With m = 3k – 1, we have:
(9k – ((3k – 1) mod 2) – 3)/2 , 9k – 3, 9k – 1.
Therefore, generally for nontrine m > 4 we have:
(3m – (m mod 2))/2 + (m mod 3) , 3m + 1 + (m mod 3), and 3m + 3 + (m mod 3),
the residue expressed as –1, 0, or +1 (mod 3).
We have m = 1 thrice at n = 1, 2, and 4.
The terms 2 ≤ m ≤ 3 appear thrice at indices 2m – 1 and again at 4m – 2 and 4m.
Hence we can predict any appearance of m.
This concludes the work in progress.
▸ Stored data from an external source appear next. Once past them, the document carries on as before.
PR #6317, opened 2022-05-01
Update toasts.mdx

clementbowe14:
Fixed small grammatical errors.


kyletsang:
Can we remove this line?

> But be aware that autohide only triggers when the `onClose` function is called

clementbowe14:
Sure thing!

PR #6344, opened 2022-05-19
feat(Table): added support for striped columns

andydetorres:
Added support for Striped Columns as per v5.2 

https://getbootstrap.com/docs/5.2/content/tables/#striped-columns


kyletsang:
Thanks!

PR #6345, opened 2022-05-19
Remove extra `onChange` check

RyanCavanaugh:
This const variable is already checked on line 95, so must be truthy here as well.

This bug was accidently detected by TypeScript 4.7-RC


kyletsang (approved):

kyletsang:
Thanks!

PR #6353, opened 2022-05-25
feat(FormCheck): add support for reverse checks and radios

andydetorres:
Added support for reverse prop in Checks and Radios as per v5.2

https://getbootstrap.com/docs/5.2/forms/checks-radios/#reverse

image


kyletsang (approved):

kyletsang:
Thanks!

PR #6371, opened 2022-06-07
Bug/breakpoints smaller than xs

### LINKED ISSUE #6370: Bug: Custom Breakpoints Do Not Work On Col Elements
### Prerequisites

### Describe the bug

- Custom breakpoints do not render properly on `Col` elements.
- Changing an existing breakpoint works fine and uses the correct width that I changed, this is only an issue with new breakpoints

### Expected behavior

- Using new breakpoints will render the breakpoint as a new prop like `<div class="col" xxs="4">` rather than `<div class="col-4">`
- I determined that this is not an issue with bootstrap itself, because when I manually changed the `class` attribute to what it should be in my browser's inspector it worked perfectly as it should.

### To Reproduce

- Adding a new `xxs` breakpoint and using `<Col xxs={6}>` will render as `<div class="col" xxs="6">`. It should be `<div class="col-6">`
- Adding a new `xxs` breakpoint and using `<Col xxs={6} xs={8}>` will render as `<div class="col-8" xxs="6">`. It should be `<div class="col-xs-8 col-6">`
- I also tried a new breakpoint somewhere between the existing breakpoints to see if it was just an issue with breakpoints smaller than any of the defaults and the same thing happens. Adding a new `xmd` breakpoint (between `md` and `lg`) and using `<Col md={4} xmd={5} lg={6}>` will render as `<div class="col-lg-6 col-md-4" xmd="5">`. It should be `<div class="col-lg-6 col-xmd-5 col-md-4">`

### Reproducible Example

- custom.scss:
```
@import 'bootstrap/scss/_functions.scss';
@import 'bootstrap/scss/_variables.scss';

$grid-breakpoints: (
  xxs: 0,
  xs: 392px,
  sm: 576px,
  md: 768px,
  xmd: 888px,
  lg: 992px,
  xl: 1200px,
  xxl: 1400px
);

$container-max-widths: (
  xs: 368px,
  sm: 540px,
  md: 720px,
  xmd: 852px,
  lg: 960px,
  xl: 1140px,
  xxl: 1320px
);

@import 'bootstrap/scss/bootstrap.scss';
```

- example.tsx:
```
import Col from "react-bootstrap/Col";
import Row from "react-bootstrap/Row";

export default function Example() {
  return (
    <Row>
      <Col xxs={12} xs={11} sm={10} md={9} xmd={8} lg={7} xl={6} xxl={5}>
        <p>xxs and xmd do not work properly here</p>
      </Col>
    </Row>
  );
}
```

### Screenshots

Inspector Elements:
image

Inspector Styles:
image

Windows

Chrome, Safari, Firefox, Microsoft Edge, Opera

2.4.0

5.1.3

### Additional context

_No response_

Jordan9232:
Closes #6370 

Adds a `minBreakpoint` prop to ThemeProvider which defaults to "xs". This fixes all occurrences of logic like `brkPoint !== 'xs'` to instead use value from new `minBreakpoint` prop.

### DIFF
--- a/src/ThemeProvider.tsx
+++ b/src/ThemeProvider.tsx
@@ -3,10 +3,12 @@ import * as React from 'react';
 import { useContext, useMemo } from 'react';
 
 export const DEFAULT_BREAKPOINTS = ['xxl', 'xl', 'lg', 'md', 'sm', 'xs'];
+export const DEFAULT_MIN_BREAKPOINT = 'xs';
 
 export interface ThemeContextValue {
   prefixes: Record<string, string>;
   breakpoints: string[];
+  minBreakpoint?: string;
   dir?: string;
 }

More will be added soon.
Appendix:
Code 1: Generate s(n) per definition:
s = Block[{a = {1}},
Do[AppendTo[a, If[Count[a, a[[-1]] ] == 1,
Total@ Select[#, Last[#] == 1 &][[All, -1]],
Total@ Select[#, Last[#] > 1 &][[All, -1]]
] &@ Tally[a]], 2^12]; a]
Code 2: Generate s(n) via formula 2 (much faster):
s = {1, 1, 2, 1, 3}~Join~Array[
If[FreeQ[{0, 2, 4, 7}, #3],
(#1/3) - #2/3 - Boole[#3 == 3],
2 (#1/3) + #2/3
] & @@ {#, Mod[#, 3], Mod[#, 9]} &, 10^6, 6]
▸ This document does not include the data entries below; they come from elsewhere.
Issue #5230, opened 2020-06-10
Modal fade animation gets interrupted by .btn transition


omermecitoglu:
There is no problem when you click on the close button (X) or backdrop. But this is happening when you click on a button in the footer. Just click fast enough to see the difference on the fade animation.

https://react-bootstrap.github.io/components/modal/#modals-live

I think it's caused by transition event in bootstrap's .btn class, as @bbtfr mentioned [here](https://github.com/react-bootstrap/react-bootstrap/issues/2151#issuecomment-244724366).

```
.btn {
	transition: color 0.15s ease-in-out, background-color 0.15s ease-in-out, border-color 0.15s ease-in-out, box-shadow 0.15s ease-in-out;
}
```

Code 3: Generate s(n) but report κ(n) at points when it changes:
Block[{a = {1}, k = {0}, kk = {}, kw = {0}, p = {0}, pp = {0}, pw = {0}},
Do[If[Count[a, a[[-1]] ] == 1,
(AppendTo[a, Total@ #[[All, -1]]];
AppendTo[k, Total@ #[[All, -1]]];
AppendTo[kk, i];
AppendTo[kw,
StringJoin@
Riffle[Map[ToString, Union@ #[[All, 1]]], "."]]) &@
Select[#, Last[#] == 1 &],
(AppendTo[a, Total@ #[[All, -1]]];
AppendTo[p, Total@ #[[All, -1]]];
AppendTo[pp, i];
AppendTo[pw,
StringJoin@
Riffle[Map[ToString,
Sort@ Flatten[ConstantArray[#1, #2] & @@ # & /@ #]],
"."]]) &@ Select[#, Last[#] > 1 &]
] &@ Tally[a], {i, 60}];
Array[{kk[[#]] - 1, Mod[kk[[#]] - 1, 9], k[[#]], kw[[#]]} &,
Length@ k - 1]] // TableForm
Code 4: Generate s(n) but report π(n) at points when it changes:
Block[{a = {1}, k = {0}, kk = {}, kw = {0}, p = {0}, pp = {0}, pw = {0}},
Do[If[Count[a, a[[-1]] ] == 1,
(AppendTo[a, Total@ #[[All, -1]]];
AppendTo[k, Total@ #[[All, -1]]];
AppendTo[kk, i];
AppendTo[kw,
StringJoin@
Riffle[Map[ToString, Union@ #[[All, 1]]], "."]]) &@
Select[#, Last[#] == 1 &],
(AppendTo[a, Total@ #[[All, -1]]];
AppendTo[p, Total@ #[[All, -1]]];
AppendTo[pp, i];
AppendTo[pw,
StringJoin@
Riffle[Map[ToString,
Sort@ Flatten[ConstantArray[#1, #2] & @@ # & /@ #]],
"."]]) &@ Select[#, Last[#] > 1 &]
] &@ Tally[a], {i, 60}];
Array[{pp[[#]] - 1, Mod[pp[[#]] - 1, 9], p[[#]], pw[[#]]} &,
Length@ p - 1]] // TableForm
Document Revision Record.
2020 1217 2200 Created.
2020 1218 1130 Indices n of terms m in s(n).